### REQUIRED ACTION
Return, word for word, only the lines of the data below that lie between the line with "to the well-known)" and the line with "However.. As per", those two lines included.

Top of INPUT FOR THIS TASK

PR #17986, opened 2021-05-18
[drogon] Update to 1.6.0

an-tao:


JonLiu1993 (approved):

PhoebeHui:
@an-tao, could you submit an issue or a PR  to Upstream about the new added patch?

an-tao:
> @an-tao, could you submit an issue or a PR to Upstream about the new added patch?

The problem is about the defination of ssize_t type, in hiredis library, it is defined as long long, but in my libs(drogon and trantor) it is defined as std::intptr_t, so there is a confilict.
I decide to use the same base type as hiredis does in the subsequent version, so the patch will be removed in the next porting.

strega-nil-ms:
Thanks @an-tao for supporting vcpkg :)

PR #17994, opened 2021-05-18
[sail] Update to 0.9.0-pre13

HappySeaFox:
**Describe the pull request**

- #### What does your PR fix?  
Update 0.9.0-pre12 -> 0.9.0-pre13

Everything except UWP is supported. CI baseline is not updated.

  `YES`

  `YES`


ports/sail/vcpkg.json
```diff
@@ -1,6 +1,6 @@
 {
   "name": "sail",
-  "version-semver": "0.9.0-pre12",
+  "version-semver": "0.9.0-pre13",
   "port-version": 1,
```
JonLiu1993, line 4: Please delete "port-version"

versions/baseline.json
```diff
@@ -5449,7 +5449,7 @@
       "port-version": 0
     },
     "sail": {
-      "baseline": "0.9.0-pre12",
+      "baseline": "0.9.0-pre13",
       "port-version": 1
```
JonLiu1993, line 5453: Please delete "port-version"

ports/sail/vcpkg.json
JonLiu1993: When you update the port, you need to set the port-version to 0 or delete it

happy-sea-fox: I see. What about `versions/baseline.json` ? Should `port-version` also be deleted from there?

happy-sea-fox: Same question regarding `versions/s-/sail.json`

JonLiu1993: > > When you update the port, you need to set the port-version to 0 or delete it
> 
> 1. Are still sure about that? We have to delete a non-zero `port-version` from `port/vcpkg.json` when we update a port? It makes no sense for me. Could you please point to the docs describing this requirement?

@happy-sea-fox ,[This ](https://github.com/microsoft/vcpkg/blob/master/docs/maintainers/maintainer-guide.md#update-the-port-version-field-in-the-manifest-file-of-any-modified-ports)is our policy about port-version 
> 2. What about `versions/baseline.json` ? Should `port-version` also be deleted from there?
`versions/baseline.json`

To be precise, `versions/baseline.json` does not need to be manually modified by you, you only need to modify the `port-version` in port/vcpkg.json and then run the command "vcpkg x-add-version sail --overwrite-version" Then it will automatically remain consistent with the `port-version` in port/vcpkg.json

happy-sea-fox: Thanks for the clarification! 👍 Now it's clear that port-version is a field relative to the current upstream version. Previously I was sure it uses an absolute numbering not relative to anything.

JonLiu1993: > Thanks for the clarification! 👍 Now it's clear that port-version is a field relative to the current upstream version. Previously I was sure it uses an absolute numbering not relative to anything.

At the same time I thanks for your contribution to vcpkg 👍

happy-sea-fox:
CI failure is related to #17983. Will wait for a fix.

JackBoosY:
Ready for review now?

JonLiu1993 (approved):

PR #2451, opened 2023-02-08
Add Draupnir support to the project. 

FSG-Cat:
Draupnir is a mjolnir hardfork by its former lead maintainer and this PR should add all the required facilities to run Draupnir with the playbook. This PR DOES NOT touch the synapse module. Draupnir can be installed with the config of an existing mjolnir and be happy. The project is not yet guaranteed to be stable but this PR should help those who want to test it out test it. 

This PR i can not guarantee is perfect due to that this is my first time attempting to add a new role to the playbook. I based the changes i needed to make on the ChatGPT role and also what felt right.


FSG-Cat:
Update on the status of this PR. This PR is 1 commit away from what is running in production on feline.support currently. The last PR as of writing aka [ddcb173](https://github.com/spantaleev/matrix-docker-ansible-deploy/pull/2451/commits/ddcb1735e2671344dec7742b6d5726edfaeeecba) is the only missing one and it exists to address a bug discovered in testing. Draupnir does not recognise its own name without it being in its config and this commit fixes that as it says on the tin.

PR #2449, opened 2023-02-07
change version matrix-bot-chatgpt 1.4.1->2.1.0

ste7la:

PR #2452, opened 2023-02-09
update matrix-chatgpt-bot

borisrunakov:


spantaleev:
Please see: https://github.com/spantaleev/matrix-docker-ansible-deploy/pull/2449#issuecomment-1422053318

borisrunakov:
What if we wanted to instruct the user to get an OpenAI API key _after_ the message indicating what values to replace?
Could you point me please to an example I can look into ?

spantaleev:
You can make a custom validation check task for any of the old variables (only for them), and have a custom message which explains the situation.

Bottom of INPUT FOR THIS TASK
Top of INPUT FOR THIS TASK

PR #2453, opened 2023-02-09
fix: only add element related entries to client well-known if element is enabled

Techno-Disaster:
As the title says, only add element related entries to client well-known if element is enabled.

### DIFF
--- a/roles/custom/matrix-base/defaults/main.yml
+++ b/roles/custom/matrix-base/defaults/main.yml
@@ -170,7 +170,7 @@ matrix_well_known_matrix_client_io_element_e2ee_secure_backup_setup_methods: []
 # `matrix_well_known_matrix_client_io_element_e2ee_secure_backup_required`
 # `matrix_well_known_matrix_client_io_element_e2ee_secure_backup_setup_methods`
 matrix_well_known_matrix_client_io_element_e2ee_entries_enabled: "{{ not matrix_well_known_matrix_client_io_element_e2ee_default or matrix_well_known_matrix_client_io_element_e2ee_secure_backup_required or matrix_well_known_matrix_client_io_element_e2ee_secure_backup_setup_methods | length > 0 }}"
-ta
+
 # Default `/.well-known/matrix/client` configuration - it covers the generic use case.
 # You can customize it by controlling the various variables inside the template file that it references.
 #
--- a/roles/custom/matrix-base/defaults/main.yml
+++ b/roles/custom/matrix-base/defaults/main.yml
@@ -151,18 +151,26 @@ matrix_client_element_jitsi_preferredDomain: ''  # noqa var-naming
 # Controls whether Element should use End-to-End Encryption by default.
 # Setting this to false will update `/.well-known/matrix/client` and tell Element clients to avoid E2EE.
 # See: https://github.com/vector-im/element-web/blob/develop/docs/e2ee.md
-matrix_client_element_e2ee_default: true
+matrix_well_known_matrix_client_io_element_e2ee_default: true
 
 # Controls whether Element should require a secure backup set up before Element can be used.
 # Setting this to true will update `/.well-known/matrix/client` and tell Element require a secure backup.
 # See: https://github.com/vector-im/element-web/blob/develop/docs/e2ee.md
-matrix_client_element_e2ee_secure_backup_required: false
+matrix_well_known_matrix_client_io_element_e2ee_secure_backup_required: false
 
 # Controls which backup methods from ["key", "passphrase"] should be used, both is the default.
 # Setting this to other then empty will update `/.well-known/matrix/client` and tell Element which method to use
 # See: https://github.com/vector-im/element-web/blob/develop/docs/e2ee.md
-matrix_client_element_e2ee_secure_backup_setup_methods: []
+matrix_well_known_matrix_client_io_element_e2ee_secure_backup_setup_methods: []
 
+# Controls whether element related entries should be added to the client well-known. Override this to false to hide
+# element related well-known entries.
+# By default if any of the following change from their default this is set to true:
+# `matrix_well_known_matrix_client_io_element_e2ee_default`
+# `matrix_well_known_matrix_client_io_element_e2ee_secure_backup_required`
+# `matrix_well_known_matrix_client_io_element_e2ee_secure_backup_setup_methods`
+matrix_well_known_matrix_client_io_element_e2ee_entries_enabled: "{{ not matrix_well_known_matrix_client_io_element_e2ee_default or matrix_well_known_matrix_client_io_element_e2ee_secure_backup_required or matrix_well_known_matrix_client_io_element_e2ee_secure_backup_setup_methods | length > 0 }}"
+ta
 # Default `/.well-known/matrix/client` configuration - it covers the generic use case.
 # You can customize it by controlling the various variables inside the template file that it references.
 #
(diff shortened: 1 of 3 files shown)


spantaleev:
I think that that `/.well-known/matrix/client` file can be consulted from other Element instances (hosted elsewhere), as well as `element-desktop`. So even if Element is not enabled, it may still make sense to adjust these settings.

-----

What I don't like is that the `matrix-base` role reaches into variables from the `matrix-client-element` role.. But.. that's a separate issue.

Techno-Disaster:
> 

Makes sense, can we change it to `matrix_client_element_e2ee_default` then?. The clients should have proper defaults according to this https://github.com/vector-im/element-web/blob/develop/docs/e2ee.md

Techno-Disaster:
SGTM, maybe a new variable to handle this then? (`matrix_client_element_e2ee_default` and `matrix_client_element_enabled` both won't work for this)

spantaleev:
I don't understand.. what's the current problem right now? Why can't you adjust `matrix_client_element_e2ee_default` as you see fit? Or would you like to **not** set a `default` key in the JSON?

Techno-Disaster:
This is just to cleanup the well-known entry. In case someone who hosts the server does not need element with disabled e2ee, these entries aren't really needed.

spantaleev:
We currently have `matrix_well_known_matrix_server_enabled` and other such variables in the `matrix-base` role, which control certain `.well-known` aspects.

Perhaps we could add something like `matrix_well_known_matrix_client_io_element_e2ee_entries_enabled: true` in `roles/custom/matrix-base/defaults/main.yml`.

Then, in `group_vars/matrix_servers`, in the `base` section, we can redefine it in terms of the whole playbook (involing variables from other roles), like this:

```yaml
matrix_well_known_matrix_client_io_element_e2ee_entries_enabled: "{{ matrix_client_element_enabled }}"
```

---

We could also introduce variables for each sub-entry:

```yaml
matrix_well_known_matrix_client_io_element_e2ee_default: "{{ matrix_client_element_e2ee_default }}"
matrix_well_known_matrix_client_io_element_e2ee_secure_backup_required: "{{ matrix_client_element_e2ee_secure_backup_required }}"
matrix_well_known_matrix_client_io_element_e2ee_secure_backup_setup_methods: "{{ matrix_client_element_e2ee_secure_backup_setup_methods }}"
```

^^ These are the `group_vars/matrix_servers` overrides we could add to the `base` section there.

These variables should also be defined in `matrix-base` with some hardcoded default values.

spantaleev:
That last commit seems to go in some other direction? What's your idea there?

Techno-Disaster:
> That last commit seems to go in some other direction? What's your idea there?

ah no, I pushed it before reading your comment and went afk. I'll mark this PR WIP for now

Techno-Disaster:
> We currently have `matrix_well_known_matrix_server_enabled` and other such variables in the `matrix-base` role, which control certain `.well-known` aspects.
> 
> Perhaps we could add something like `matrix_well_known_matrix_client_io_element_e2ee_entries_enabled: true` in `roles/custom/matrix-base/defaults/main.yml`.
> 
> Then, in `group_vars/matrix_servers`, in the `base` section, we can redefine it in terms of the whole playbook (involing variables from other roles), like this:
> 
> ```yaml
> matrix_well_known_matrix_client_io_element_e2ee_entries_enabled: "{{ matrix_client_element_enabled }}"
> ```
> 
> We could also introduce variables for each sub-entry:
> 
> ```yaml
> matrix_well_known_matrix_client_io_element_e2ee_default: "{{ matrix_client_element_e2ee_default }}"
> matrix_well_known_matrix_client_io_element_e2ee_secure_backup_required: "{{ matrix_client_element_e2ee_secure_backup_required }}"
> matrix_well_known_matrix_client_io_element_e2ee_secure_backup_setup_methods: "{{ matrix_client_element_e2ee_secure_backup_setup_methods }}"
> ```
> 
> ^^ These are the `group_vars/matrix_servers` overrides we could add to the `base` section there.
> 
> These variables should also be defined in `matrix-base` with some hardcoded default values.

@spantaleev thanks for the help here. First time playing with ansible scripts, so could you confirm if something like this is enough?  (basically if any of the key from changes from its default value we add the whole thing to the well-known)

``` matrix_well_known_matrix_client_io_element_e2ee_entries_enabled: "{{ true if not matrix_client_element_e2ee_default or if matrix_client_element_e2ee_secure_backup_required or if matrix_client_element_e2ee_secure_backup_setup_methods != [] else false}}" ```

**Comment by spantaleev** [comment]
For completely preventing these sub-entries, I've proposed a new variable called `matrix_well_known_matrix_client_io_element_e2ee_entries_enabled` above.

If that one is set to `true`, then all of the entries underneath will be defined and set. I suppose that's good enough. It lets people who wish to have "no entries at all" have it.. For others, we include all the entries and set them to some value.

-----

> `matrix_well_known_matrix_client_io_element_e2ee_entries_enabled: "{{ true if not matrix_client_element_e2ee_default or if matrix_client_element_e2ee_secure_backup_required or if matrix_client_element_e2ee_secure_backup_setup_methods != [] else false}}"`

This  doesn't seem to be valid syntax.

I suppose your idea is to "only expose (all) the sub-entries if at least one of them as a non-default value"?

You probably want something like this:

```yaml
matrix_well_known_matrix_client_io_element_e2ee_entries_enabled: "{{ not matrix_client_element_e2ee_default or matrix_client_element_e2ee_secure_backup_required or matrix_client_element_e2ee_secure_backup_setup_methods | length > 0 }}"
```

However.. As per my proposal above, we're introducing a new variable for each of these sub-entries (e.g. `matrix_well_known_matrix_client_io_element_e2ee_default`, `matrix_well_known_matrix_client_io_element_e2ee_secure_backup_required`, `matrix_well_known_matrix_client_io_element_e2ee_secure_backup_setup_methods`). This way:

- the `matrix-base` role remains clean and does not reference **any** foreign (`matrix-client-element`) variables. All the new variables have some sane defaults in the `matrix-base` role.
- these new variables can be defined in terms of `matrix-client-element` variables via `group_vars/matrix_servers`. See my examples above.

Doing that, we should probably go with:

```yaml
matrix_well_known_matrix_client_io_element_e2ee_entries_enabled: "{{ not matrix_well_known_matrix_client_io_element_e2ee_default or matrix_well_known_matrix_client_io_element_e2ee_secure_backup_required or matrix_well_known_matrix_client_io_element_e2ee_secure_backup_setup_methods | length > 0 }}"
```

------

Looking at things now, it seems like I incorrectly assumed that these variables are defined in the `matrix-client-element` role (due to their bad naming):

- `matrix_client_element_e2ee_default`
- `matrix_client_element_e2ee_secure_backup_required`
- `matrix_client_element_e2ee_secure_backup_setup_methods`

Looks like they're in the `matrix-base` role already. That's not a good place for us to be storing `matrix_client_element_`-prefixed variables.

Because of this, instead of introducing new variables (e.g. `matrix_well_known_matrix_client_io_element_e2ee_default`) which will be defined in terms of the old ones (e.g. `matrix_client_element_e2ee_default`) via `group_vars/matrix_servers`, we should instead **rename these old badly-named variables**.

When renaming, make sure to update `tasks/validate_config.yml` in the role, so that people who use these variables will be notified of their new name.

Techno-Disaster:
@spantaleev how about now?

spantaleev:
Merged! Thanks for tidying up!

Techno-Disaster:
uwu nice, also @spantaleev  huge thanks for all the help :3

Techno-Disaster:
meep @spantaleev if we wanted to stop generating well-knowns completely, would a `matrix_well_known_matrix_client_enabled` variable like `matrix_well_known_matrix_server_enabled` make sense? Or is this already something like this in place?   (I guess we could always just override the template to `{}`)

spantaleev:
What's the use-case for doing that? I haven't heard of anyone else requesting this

Bottom of INPUT FOR THIS TASK
Top of INPUT FOR THIS TASK

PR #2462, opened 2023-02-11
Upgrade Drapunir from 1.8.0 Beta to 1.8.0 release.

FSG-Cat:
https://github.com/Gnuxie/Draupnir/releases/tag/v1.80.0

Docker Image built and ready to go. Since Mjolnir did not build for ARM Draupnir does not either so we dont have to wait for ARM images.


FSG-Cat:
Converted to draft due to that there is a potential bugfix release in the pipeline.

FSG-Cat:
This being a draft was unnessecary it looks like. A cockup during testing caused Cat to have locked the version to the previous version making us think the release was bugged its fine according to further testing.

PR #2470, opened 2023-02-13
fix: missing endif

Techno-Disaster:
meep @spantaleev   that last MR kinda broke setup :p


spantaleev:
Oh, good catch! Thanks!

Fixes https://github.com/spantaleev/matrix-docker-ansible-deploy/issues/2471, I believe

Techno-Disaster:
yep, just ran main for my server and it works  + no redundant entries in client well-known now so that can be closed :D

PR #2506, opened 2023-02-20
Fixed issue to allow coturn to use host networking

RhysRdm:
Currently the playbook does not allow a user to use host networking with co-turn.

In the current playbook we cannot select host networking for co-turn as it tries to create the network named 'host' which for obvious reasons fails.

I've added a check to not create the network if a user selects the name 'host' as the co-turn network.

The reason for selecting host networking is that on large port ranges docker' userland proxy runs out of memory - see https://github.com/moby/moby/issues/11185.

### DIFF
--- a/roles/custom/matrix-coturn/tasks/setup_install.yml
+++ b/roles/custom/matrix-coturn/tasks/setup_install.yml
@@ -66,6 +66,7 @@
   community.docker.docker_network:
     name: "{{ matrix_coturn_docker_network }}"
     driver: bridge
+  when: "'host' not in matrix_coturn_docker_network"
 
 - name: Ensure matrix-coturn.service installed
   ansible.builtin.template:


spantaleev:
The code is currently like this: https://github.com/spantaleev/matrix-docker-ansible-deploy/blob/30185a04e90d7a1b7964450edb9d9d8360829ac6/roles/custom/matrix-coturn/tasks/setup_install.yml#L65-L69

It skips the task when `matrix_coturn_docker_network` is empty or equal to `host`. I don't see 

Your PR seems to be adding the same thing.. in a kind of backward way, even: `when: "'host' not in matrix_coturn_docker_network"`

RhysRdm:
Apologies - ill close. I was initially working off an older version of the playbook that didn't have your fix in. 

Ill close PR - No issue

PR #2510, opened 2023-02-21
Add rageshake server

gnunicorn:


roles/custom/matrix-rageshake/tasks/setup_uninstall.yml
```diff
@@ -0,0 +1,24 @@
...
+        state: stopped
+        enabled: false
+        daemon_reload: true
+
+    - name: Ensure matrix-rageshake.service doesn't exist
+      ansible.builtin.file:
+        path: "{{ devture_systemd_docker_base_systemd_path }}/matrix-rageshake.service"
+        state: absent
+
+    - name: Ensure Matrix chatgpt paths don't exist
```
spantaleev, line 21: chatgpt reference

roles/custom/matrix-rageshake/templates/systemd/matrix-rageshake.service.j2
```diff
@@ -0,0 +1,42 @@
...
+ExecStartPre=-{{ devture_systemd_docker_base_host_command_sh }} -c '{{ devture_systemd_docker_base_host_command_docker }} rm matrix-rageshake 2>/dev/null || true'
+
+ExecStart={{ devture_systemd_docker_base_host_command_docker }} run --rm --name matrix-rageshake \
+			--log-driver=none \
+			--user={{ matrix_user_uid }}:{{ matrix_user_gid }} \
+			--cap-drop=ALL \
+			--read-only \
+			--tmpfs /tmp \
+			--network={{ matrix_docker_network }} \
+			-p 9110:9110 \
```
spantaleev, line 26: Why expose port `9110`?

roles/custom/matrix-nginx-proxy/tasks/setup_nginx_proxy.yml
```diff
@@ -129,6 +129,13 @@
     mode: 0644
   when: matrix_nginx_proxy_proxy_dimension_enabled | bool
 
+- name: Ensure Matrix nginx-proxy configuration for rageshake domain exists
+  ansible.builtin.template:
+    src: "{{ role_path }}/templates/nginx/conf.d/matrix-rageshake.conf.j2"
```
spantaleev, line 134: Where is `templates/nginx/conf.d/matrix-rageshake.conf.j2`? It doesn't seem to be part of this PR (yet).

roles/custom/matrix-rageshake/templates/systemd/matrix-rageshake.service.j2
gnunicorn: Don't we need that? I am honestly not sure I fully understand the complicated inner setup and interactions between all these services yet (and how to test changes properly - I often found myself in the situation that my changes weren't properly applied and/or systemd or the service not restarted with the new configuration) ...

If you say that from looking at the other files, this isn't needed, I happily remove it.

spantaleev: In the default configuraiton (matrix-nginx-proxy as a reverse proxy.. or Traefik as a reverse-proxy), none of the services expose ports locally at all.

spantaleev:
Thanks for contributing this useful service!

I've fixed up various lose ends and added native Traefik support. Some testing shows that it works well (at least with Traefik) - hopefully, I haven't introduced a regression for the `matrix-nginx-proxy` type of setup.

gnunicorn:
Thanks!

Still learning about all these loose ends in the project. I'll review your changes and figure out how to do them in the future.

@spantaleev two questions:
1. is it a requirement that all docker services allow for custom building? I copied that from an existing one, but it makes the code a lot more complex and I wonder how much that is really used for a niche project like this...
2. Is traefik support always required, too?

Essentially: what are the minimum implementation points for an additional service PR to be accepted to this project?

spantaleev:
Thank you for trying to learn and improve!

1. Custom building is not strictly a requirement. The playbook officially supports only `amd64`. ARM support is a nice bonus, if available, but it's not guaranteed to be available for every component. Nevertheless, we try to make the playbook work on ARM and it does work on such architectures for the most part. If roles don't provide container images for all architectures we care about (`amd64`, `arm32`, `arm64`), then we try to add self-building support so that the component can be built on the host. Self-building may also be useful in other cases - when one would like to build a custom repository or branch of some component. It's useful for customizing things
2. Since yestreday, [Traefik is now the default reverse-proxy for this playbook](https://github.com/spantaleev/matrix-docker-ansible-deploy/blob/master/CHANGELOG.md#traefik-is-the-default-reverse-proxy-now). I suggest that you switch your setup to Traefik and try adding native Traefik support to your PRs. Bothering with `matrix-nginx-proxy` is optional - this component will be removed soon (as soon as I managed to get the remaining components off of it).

Bottom of INPUT FOR THIS TASK

### SOLUTION
@spantaleev thanks for the help here. First time playing with ansible scripts, so could you confirm if something like this is enough?  (basically if any of the key from changes from its default value we add the whole thing to the well-known)

``` matrix_well_known_matrix_client_io_element_e2ee_entries_enabled: "{{ true if not matrix_client_element_e2ee_default or if matrix_client_element_e2ee_secure_backup_required or if matrix_client_element_e2ee_secure_backup_setup_methods != [] else false}}" ```

**Comment by spantaleev** [comment]
For completely preventing these sub-entries, I've proposed a new variable called `matrix_well_known_matrix_client_io_element_e2ee_entries_enabled` above.

If that one is set to `true`, then all of the entries underneath will be defined and set. I suppose that's good enough. It lets people who wish to have "no entries at all" have it.. For others, we include all the entries and set them to some value.

-----

> `matrix_well_known_matrix_client_io_element_e2ee_entries_enabled: "{{ true if not matrix_client_element_e2ee_default or if matrix_client_element_e2ee_secure_backup_required or if matrix_client_element_e2ee_secure_backup_setup_methods != [] else false}}"`

This  doesn't seem to be valid syntax.

I suppose your idea is to "only expose (all) the sub-entries if at least one of them as a non-default value"?

You probably want something like this:

```yaml
matrix_well_known_matrix_client_io_element_e2ee_entries_enabled: "{{ not matrix_client_element_e2ee_default or matrix_client_element_e2ee_secure_backup_required or matrix_client_element_e2ee_secure_backup_setup_methods | length > 0 }}"
```

However.. As per my proposal above, we're introducing a new variable for each of these sub-entries (e.g. `matrix_well_known_matrix_client_io_element_e2ee_default`, `matrix_well_known_matrix_client_io_element_e2ee_secure_backup_required`, `matrix_well_known_matrix_client_io_element_e2ee_secure_backup_setup_methods`). This way:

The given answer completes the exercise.